Download or read book Spring Cannot Be Cancelled: David Hockney in Normandy written by Martin Gayford and published by Thames & Hudson. This book was released on 2021-05-25 with total page 273 pages. Available in PDF, EPUB and Kindle. Book excerpt: David Hockney reflects upon life and art as he experiences lockdown in rural Normandy in this inspiring book which includes conversations with the artist and his latest artworks. On turning eighty, David Hockney sought out rustic tranquility for the first time: a place to watch the sunset and the change of the seasons; a place to keep the madness of the world at bay. So when Covid-19 and lockdown struck, it made little difference to life at La Grande Cour, the centuries-old Normandy farmhouse where Hockney set up a studio a year earlier, in time to paint the arrival of spring. In fact, he relished the enforced isolation as an opportunity for even greater devotion to his art. Spring Cannot Be Cancelled is an uplifting manifesto that affirms art’s capacity to divert and inspire. It is based on a wealth of new conversations and correspondence between Hockney and art critic Martin Gayford, his long-time friend and collaborator. Their exchanges are illustrated by a selection of Hockney’s new Normandy drawings and paintings alongside works by Van Gogh, Monet, Bruegel, and others. We see how Hockney is propelled ever forward by his infectious enthusiasms and sense of wonder.

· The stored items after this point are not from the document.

Issue #2367, opened 2020-04-30
cgroup2: Revert "CreateCgroupPath: only enable needed controllers"


AkihiroSuda:
`CreateCgroupPath: only enable needed controllers` (4b4bc995ad4ee4679ffbe38f1672be01c24256fc) seems problematic toward supporting nested containers. (#2356)

As many controller s as possible should be always enabled.

cc @kolyshkin

AkihiroSuda:
@kolyshkin WDYT?

kolyshkin:
Enabling a controller should negatively affect performance (since some accounting for the resource(s) controlled are to be done by the kernel) -- even in the case no limits are set.

So, this is a trade-off between best performance and versatility. Ideally, I'd like it to be configurable (i.e. there should be a way to just enable a controller but do not set any limits, which is currently impossible).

A lifelong contrarian, he has been in the public eye for sixty years, yet remains entirely unconcerned by the view of critics or even history. He is utterly absorbed by his four acres of northern France and by the themes that have fascinated him for decades: light, color, space, perception, water, trees. He has much to teach us, not only about how to see . . . but about how to live.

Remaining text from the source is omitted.